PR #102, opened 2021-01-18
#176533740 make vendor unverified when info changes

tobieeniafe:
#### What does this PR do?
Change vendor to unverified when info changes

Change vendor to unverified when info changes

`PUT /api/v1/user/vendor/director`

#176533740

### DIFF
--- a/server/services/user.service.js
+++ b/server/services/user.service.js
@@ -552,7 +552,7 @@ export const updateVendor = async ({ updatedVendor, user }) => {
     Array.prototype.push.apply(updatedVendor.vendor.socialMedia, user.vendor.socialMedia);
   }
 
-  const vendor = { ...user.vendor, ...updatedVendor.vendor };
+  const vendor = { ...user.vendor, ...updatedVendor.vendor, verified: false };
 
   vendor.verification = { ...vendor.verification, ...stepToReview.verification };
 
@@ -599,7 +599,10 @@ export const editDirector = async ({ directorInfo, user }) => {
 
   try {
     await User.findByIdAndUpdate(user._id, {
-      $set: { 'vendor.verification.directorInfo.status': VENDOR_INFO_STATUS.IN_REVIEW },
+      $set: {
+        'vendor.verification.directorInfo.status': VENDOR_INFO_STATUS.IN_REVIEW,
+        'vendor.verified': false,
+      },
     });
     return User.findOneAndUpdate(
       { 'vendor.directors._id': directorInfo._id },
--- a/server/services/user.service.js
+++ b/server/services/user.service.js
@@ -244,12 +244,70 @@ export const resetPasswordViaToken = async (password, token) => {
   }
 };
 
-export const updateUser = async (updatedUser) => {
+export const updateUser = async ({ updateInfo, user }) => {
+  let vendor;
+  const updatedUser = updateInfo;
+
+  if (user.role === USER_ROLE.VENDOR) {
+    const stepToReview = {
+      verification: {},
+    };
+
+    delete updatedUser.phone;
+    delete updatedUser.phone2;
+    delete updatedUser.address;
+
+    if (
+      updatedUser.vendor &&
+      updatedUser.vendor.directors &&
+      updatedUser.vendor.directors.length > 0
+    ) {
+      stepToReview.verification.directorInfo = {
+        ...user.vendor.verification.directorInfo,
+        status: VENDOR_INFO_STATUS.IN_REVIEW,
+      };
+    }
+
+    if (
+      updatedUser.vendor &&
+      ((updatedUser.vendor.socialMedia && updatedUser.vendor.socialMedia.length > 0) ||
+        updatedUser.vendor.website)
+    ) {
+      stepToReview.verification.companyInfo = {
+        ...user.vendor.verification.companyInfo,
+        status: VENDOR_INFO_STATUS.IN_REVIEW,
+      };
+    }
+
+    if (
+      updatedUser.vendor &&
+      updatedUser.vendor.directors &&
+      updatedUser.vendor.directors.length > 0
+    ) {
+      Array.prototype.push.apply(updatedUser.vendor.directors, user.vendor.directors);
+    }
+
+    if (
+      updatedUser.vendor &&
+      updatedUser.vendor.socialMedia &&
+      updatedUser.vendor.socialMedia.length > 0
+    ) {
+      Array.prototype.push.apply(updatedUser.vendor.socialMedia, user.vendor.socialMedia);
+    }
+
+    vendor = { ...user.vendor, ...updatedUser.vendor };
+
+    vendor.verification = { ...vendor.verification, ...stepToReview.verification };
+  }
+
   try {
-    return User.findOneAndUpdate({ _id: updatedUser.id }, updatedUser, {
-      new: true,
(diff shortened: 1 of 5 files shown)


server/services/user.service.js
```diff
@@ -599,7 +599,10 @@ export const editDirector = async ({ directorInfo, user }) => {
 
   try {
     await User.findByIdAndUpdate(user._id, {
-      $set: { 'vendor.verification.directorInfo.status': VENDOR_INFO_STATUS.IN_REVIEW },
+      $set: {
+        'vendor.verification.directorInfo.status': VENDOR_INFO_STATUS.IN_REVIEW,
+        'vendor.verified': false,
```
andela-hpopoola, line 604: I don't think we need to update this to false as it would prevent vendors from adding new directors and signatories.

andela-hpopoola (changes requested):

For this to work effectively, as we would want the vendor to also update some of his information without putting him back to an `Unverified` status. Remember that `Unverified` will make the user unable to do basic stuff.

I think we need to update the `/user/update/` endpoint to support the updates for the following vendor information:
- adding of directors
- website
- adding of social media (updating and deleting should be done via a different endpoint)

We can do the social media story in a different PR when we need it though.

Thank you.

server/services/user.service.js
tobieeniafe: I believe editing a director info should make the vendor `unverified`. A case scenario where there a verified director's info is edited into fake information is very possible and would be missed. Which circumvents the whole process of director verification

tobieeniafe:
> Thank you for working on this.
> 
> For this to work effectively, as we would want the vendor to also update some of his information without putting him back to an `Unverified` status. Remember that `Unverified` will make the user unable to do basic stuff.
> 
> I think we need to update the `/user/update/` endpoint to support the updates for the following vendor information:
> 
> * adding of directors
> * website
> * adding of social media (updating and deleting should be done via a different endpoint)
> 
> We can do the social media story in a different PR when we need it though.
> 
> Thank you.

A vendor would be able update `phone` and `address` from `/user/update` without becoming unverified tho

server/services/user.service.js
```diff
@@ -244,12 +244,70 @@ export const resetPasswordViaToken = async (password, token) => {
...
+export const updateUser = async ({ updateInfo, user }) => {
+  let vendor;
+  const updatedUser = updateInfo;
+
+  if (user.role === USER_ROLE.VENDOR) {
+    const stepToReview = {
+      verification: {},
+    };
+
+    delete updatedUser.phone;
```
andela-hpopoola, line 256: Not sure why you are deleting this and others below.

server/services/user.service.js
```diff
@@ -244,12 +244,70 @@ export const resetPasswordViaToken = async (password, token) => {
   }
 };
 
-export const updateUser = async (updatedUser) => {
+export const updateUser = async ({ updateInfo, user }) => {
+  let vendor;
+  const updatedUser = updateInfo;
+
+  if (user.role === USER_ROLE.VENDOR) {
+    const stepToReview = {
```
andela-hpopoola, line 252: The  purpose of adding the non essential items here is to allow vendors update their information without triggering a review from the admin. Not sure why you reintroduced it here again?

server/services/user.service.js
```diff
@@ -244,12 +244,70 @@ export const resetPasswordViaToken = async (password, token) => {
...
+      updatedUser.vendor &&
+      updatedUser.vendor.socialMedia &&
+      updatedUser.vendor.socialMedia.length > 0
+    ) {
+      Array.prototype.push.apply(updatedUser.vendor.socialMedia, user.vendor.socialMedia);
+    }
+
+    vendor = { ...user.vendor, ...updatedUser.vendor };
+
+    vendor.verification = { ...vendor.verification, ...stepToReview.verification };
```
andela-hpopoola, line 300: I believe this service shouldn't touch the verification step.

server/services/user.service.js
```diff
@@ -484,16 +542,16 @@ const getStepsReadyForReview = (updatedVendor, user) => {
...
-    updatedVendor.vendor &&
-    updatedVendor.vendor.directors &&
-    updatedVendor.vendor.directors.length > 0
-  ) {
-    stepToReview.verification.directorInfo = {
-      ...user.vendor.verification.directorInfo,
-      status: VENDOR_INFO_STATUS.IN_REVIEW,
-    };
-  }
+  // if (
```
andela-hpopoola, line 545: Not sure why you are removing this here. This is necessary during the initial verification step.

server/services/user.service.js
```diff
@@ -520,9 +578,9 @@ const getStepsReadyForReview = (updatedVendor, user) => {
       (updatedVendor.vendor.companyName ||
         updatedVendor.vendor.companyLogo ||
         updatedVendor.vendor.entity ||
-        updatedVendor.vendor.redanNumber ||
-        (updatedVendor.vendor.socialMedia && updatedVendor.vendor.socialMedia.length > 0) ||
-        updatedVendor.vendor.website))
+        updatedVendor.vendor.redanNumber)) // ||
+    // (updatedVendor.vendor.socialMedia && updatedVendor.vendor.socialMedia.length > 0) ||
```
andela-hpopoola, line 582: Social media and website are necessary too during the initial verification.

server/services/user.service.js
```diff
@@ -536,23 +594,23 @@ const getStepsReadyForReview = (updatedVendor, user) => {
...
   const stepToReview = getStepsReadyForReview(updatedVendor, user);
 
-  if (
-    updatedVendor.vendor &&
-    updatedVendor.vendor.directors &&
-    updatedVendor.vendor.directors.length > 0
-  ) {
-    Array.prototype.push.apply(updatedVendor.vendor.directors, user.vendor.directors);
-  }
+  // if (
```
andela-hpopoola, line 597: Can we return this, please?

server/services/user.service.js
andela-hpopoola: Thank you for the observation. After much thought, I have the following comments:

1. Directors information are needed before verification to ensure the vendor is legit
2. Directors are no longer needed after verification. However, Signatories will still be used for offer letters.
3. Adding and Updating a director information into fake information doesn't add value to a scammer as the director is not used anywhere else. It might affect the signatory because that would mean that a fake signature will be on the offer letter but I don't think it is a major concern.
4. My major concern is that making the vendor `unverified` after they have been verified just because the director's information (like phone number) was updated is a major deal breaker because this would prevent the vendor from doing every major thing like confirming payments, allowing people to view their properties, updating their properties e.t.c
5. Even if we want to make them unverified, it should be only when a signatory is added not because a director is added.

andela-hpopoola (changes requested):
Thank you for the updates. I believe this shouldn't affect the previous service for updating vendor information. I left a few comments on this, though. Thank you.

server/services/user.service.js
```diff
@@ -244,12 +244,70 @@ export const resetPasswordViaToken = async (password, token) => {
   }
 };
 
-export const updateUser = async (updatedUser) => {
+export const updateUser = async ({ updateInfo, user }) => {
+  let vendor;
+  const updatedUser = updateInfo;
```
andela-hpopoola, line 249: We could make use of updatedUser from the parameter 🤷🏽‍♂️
·····
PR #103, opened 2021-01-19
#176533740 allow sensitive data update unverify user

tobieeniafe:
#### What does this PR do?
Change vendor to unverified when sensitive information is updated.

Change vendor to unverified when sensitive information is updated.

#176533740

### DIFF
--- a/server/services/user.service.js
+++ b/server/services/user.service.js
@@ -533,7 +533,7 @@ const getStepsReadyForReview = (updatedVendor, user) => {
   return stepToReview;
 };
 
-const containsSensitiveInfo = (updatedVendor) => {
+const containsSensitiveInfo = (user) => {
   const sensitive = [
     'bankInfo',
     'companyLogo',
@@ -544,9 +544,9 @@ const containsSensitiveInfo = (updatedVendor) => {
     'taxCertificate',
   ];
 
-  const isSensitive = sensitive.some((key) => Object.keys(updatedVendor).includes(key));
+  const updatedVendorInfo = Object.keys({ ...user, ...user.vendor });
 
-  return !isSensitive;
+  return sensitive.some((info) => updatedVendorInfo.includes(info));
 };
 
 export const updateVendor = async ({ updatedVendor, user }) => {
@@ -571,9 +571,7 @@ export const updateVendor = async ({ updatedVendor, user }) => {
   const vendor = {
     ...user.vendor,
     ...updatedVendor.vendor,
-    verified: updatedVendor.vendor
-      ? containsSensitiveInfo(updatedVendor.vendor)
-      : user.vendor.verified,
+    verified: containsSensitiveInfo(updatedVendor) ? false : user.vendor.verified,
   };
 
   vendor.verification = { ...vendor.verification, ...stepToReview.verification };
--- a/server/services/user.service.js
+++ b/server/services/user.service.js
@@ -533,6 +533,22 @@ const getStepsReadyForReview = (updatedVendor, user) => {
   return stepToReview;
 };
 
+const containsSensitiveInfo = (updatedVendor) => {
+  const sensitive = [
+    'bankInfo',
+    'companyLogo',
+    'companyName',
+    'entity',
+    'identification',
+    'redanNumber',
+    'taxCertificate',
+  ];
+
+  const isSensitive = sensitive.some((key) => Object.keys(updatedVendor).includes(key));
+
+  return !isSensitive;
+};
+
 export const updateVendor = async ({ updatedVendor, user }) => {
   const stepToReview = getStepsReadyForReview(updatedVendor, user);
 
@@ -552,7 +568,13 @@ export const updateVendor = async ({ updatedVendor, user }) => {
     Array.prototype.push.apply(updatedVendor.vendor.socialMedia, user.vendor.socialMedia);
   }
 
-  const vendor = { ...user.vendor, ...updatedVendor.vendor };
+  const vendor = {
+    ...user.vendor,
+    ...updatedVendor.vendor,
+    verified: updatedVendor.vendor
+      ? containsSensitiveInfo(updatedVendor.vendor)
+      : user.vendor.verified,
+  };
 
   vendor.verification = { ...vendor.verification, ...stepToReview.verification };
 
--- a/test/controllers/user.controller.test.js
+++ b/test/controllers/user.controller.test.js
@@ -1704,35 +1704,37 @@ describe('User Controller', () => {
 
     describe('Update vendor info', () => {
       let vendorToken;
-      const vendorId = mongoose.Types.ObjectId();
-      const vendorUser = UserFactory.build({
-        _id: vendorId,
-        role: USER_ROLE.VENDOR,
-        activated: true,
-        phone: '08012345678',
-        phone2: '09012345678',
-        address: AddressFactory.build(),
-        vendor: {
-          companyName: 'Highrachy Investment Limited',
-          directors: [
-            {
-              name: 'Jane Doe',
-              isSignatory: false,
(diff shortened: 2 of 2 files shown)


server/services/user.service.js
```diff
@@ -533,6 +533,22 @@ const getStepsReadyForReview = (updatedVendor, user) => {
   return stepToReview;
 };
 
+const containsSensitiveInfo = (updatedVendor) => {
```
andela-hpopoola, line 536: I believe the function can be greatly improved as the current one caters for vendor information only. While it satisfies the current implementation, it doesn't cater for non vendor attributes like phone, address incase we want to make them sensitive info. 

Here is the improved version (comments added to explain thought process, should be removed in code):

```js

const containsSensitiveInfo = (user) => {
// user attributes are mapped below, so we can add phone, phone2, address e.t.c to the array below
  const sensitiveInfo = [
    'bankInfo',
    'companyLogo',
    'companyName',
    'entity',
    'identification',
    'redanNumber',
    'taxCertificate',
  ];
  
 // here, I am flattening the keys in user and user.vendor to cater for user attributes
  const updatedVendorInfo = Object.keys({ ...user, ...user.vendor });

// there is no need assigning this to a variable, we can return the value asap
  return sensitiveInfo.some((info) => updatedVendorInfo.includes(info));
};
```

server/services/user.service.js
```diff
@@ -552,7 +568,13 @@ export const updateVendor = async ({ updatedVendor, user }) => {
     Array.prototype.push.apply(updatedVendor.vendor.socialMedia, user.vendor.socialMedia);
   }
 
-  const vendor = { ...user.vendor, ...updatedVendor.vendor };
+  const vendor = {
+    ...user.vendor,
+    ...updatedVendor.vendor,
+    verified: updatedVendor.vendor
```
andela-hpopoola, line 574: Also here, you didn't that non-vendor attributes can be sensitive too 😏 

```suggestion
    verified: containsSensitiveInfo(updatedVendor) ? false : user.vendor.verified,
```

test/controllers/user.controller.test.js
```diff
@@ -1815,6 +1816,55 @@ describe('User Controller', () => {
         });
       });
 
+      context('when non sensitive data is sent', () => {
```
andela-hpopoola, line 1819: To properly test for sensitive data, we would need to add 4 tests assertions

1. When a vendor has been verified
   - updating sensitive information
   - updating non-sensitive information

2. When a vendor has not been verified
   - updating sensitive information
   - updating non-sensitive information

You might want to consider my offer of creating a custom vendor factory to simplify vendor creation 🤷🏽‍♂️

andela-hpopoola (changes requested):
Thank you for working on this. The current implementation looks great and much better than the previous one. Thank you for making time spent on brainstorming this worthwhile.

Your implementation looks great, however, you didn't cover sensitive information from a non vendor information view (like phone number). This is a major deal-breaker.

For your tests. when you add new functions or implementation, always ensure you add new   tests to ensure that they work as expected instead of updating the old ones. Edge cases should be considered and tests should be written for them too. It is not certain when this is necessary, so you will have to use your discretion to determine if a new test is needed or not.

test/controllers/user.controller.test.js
·····
Activity: Where a line above contains the word "data", show that line.

Expected answer:
#176533740 allow sensitive data update unverify user
+      context('when non sensitive data is sent', () => {
andela-hpopoola, line 1819: To properly test for sensitive data, we would need to add 4 tests assertions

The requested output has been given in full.